What follows is a set of records; give them all back exactly.

====== Information provided

PR #3979, opened 2021-02-22
Better support for emulated ST7920 displays

teeminus:
This PR addes a new ST7920E display type which is better suited for displays that emulate the ST7920 display driver. Those displays rely on using the CS (or more precisely the ST7920 enable pin).

The main problem (which leads to implementing the ST7920E driver) is, that for some mainboard/display combinations, the mainboard is not rebooted when klipper is restarted. Therefore the display is not restarted as well which leads to bit shifts in the SPI input buffer which then renders them inoperable until the SPI bus is reset. Usually, these displays use interrupts on the CS line to enable/disable the SPI peripherals when it's not needed which makes the display work again by cyling the CS pin.

To implement the improved CS handling for emulated ST7920s without changing the MCU firmware I created a new ST7920E display type which uses a software SPI and drives the CS pin directly. As the ST7920 has no MISO line, this signal has to be assigned to an unused pin on the mainboard.
The original ST7920 driver has been split into the DisplayBase which contains all frame buffers etc. and the "new" ST7920 driver which is a child class for the DisplayBase and contains the hardware driver. The new ST7920E device is based on the DisplayBase as well but uses a software spi as described above.
Therefore. no config changes are needed.

The required MISO pin for the software spi has been named "dummy_pin" in the config file. I don't know if this is a good choice, so this needs to be discussed.


teeminus:
I just thought about using the software-spi pin names for the ST7920E class.

KevinOConnor:
Interesting, thanks.  As a high-level comment, the functionality seems useful to me.  Some suggestions:
1) Name the feature `emulated_st7920` - I fear st7920e seems like a chip revision.
2) The docs/Config_Reference.md should be updated with this change.
3) I think it would be preferable for the new code to instantiate `bus. MCU_SPI` and `bus.MCU_bus_digital_out()` instead of manually looking up the low-level commands.
4) Just out of curiosity, is it necessary to toggle CS on every message instead of just during init?

-Kevin

Sineos:
I tried to test this PR but apparently, I'm setting the wrong configuration. This is what I have right now:

```
[board_pins]
aliases:
    # EXP1 header
    EXP1_1=P1.30, EXP1_3=P1.18, EXP1_5=P1.20, EXP1_7=P1.22, EXP1_9=<GND>,
    EXP1_2=P0.28, EXP1_4=P1.19, EXP1_6=P1.21, EXP1_8=P1.23, EXP1_10=<5V>,
    # EXP2 header
    EXP2_1=P0.17, EXP2_3=P3.26, EXP2_5=P3.25, EXP2_7=P1.31, EXP2_9=<GND>,
    EXP2_2=P0.15, EXP2_4=P0.16, EXP2_6=P0.18, EXP2_8=<RST>, EXP2_10=<NC>
    # Pins EXP2_1, EXP2_6, EXP2_2 are also MISO, MOSI, SCK of bus "ssp0"

[display]
lcd_type: emulated_st7920
spi_software_miso_pin: EXP2_1
spi_software_mosi_pin: EXP2_6
spi_software_sclk_pin: EXP1_5
en_pin: EXP1_3
#cs_pin: EXP1_4
#sclk_pin: EXP1_5
#sid_pin: EXP1_3
encoder_pins: ^EXP2_3, ^EXP2_5
click_pin: ^!EXP1_2
```

The commented pins in the display-section are the working values I'm using so far (prior to this PR). Would you please point into the right direction. Thanks.

teeminus:
You mixed up some pins. Check out this
st7920 pin <=> emulated_st7920 pin
cs_pin <=> en_pin
sclk_pin <=> spi_software_sclk_pin
sid_pin <=> spi_software_mosi_pin

So your config should look like this:
```
[display]
lcd_type: emulated_st7920
spi_software_miso_pin: ?????????
spi_software_mosi_pin: EXP1_3
spi_software_sclk_pin: EXP1_5
en_pin: EXP1_4
```

You need to pick the miso pin yourself as I don't know your setup.

Sineos:
Hardware: BT SKR 1.4T / BIGTREE_TFT35_E3_V3_0
Firmware TFT: https://github.com/teeminus/NoTouchScreenFirmware/commit/3297ceb947acd17b7a6f4bc8b553bf8865192411

```
[display]
lcd_type: emulated_st7920
spi_software_miso_pin: EXP2_1
spi_software_mosi_pin: EXP1_3
spi_software_sclk_pin: EXP1_5
en_pin: EXP1_4
encoder_pins: ^EXP2_3, ^EXP2_5
click_pin: ^!EXP1_2
```

I can confirm it works:
- `service klipper restart` works
- `RESTART` works
- `FIRMWARE_RESTART` works
- Power-cycling the board followed by `FIRMWARE_RESTART` works

Great job. Many thanks

teeminus:
@Sineos Thanks (again) for testing the PR 😄 I made a small update to the code so that the enable pin is only toggled once upon restart of the firmware.

@KevinOConnor Thanks for your very useful suggestions. I implemented all changes. Regarding your question: It's not required to toggle the CS pin on each message but I thought it would make the implementation a bit more robust. But after testing the changes of the latest commit (a653fa1) I came to the conclusion that toggling the enable pin once when the driver is loaded is sufficient.
Btw.: I have not added myself to the copyright header as I consider this a pretty small change which is only useful for a pretty small group of people.

Sineos:
> I made a small update to the code so that the enable pin is only toggled once upon restart of the firmware.

Verified working 👍

KevinOConnor:
Thanks.  Looks fine to me.  I'll give it a few more days to see if anyone else has comments.

Separately, in the future, we could possibly extend the micro-controller SPI code to support an inverted CS pin.  We could also possibly introduce a special "NOT_A_PIN" pin to the mcu that could be used in places where we don't actually want to drive a pin (eg, for the miso pin here).

-Kevin

teeminus:
Having that NOT_A_PIN feature would be great. The inverted CA feature would be nice as well as it would reduce the size of the python code at the cost of increasing the complexity of the MCU code.

An other interesting thought that came into my mind: By either reducing the SPI speed or introducing appropriate delays between each pair of two bytes this code should work for real ST7920 devices as well (thus making the MCU ST7920 driver obsolete).

KevinOConnor:
Thanks.

-Kevin

rs-development:
Should this also work for TFT24 V1.1?

[
photo_2021-03-07_00-25-23
](url)

teeminus:
These screen artifacts are caused by the incomplete ST7920 implementation of the BTT firmware. If you just use the ST7920 mode on your display (and none of the touch features) you can try this firmware: https://github.com/teeminus/NoTouchScreenFirmware

KevinOConnor:
FWIW, if someone wanted to implement it, the `emulated_st7920` Klipper mode could use only graphics updates (not use the st7920 character generator), and thus improve compatibility with the base firmware.

-Kevin

JoeK1973:
Hi - I've got the TFT35 E3 3.0 - how do I get this working? I've got the SKR Mini E3 v1.2 by the way. I've added the text above to my printer.cfg but am getting an error that 
`Reported error: pin EXP1_4 is reserved for <RST>`

Any hints warmly appreciated!

Sineos:
See https://github.com/teeminus/NoTouchScreenFirmware/wiki/Klipper-display-configuration or open a discussion there for additional support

============

* **The completed task**:
PR #3979, opened 2021-02-22
Better support for emulated ST7920 displays

teeminus:
This PR addes a new ST7920E display type which is better suited for displays that emulate the ST7920 display driver. Those displays rely on using the CS (or more precisely the ST7920 enable pin).

The main problem (which leads to implementing the ST7920E driver) is, that for some mainboard/display combinations, the mainboard is not rebooted when klipper is restarted. Therefore the display is not restarted as well which leads to bit shifts in the SPI input buffer which then renders them inoperable until the SPI bus is reset. Usually, these displays use interrupts on the CS line to enable/disable the SPI peripherals when it's not needed which makes the display work again by cyling the CS pin.

To implement the improved CS handling for emulated ST7920s without changing the MCU firmware I created a new ST7920E display type which uses a software SPI and drives the CS pin directly. As the ST7920 has no MISO line, this signal has to be assigned to an unused pin on the mainboard.
The original ST7920 driver has been split into the DisplayBase which contains all frame buffers etc. and the "new" ST7920 driver which is a child class for the DisplayBase and contains the hardware driver. The new ST7920E device is based on the DisplayBase as well but uses a software spi as described above.
Therefore. no config changes are needed.

The required MISO pin for the software spi has been named "dummy_pin" in the config file. I don't know if this is a good choice, so this needs to be discussed.


teeminus:
I just thought about using the software-spi pin names for the ST7920E class.

KevinOConnor:
Interesting, thanks.  As a high-level comment, the functionality seems useful to me.  Some suggestions:
1) Name the feature `emulated_st7920` - I fear st7920e seems like a chip revision.
2) The docs/Config_Reference.md should be updated with this change.
3) I think it would be preferable for the new code to instantiate `bus. MCU_SPI` and `bus.MCU_bus_digital_out()` instead of manually looking up the low-level commands.
4) Just out of curiosity, is it necessary to toggle CS on every message instead of just during init?

-Kevin

Sineos:
I tried to test this PR but apparently, I'm setting the wrong configuration. This is what I have right now:

```
[board_pins]
aliases:
    # EXP1 header
    EXP1_1=P1.30, EXP1_3=P1.18, EXP1_5=P1.20, EXP1_7=P1.22, EXP1_9=<GND>,
    EXP1_2=P0.28, EXP1_4=P1.19, EXP1_6=P1.21, EXP1_8=P1.23, EXP1_10=<5V>,
    # EXP2 header
    EXP2_1=P0.17, EXP2_3=P3.26, EXP2_5=P3.25, EXP2_7=P1.31, EXP2_9=<GND>,
    EXP2_2=P0.15, EXP2_4=P0.16, EXP2_6=P0.18, EXP2_8=<RST>, EXP2_10=<NC>
    # Pins EXP2_1, EXP2_6, EXP2_2 are also MISO, MOSI, SCK of bus "ssp0"

[display]
lcd_type: emulated_st7920
spi_software_miso_pin: EXP2_1
spi_software_mosi_pin: EXP2_6
spi_software_sclk_pin: EXP1_5
en_pin: EXP1_3
#cs_pin: EXP1_4
#sclk_pin: EXP1_5
#sid_pin: EXP1_3
encoder_pins: ^EXP2_3, ^EXP2_5
click_pin: ^!EXP1_2
```

The commented pins in the display-section are the working values I'm using so far (prior to this PR). Would you please point into the right direction. Thanks.

teeminus:
You mixed up some pins. Check out this
st7920 pin <=> emulated_st7920 pin
cs_pin <=> en_pin
sclk_pin <=> spi_software_sclk_pin
sid_pin <=> spi_software_mosi_pin

So your config should look like this:
```
[display]
lcd_type: emulated_st7920
spi_software_miso_pin: ?????????
spi_software_mosi_pin: EXP1_3
spi_software_sclk_pin: EXP1_5
en_pin: EXP1_4
```

You need to pick the miso pin yourself as I don't know your setup.

Sineos:
Hardware: BT SKR 1.4T / BIGTREE_TFT35_E3_V3_0
Firmware TFT: https://github.com/teeminus/NoTouchScreenFirmware/commit/3297ceb947acd17b7a6f4bc8b553bf8865192411

```
[display]
lcd_type: emulated_st7920
spi_software_miso_pin: EXP2_1
spi_software_mosi_pin: EXP1_3
spi_software_sclk_pin: EXP1_5
en_pin: EXP1_4
encoder_pins: ^EXP2_3, ^EXP2_5
click_pin: ^!EXP1_2
```

I can confirm it works:
- `service klipper restart` works
- `RESTART` works
- `FIRMWARE_RESTART` works
- Power-cycling the board followed by `FIRMWARE_RESTART` works

Great job. Many thanks

teeminus:
@Sineos Thanks (again) for testing the PR 😄 I made a small update to the code so that the enable pin is only toggled once upon restart of the firmware.

@KevinOConnor Thanks for your very useful suggestions. I implemented all changes. Regarding your question: It's not required to toggle the CS pin on each message but I thought it would make the implementation a bit more robust. But after testing the changes of the latest commit (a653fa1) I came to the conclusion that toggling the enable pin once when the driver is loaded is sufficient.
Btw.: I have not added myself to the copyright header as I consider this a pretty small change which is only useful for a pretty small group of people.

Sineos:
> I made a small update to the code so that the enable pin is only toggled once upon restart of the firmware.

Verified working 👍

KevinOConnor:
Thanks.  Looks fine to me.  I'll give it a few more days to see if anyone else has comments.

Separately, in the future, we could possibly extend the micro-controller SPI code to support an inverted CS pin.  We could also possibly introduce a special "NOT_A_PIN" pin to the mcu that could be used in places where we don't actually want to drive a pin (eg, for the miso pin here).

-Kevin

teeminus:
Having that NOT_A_PIN feature would be great. The inverted CA feature would be nice as well as it would reduce the size of the python code at the cost of increasing the complexity of the MCU code.

An other interesting thought that came into my mind: By either reducing the SPI speed or introducing appropriate delays between each pair of two bytes this code should work for real ST7920 devices as well (thus making the MCU ST7920 driver obsolete).

KevinOConnor:
Thanks.

-Kevin

rs-development:
Should this also work for TFT24 V1.1?

[
photo_2021-03-07_00-25-23
](url)

teeminus:
These screen artifacts are caused by the incomplete ST7920 implementation of the BTT firmware. If you just use the ST7920 mode on your display (and none of the touch features) you can try this firmware: https://github.com/teeminus/NoTouchScreenFirmware

KevinOConnor:
FWIW, if someone wanted to implement it, the `emulated_st7920` Klipper mode could use only graphics updates (not use the st7920 character generator), and thus improve compatibility with the base firmware.

-Kevin

JoeK1973:
Hi - I've got the TFT35 E3 3.0 - how do I get this working? I've got the SKR Mini E3 v1.2 by the way. I've added the text above to my printer.cfg but am getting an error that 
`Reported error: pin EXP1_4 is reserved for <RST>`

Any hints warmly appreciated!

Sineos:
See https://github.com/teeminus/NoTouchScreenFirmware/wiki/Klipper-display-configuration or open a discussion there for additional support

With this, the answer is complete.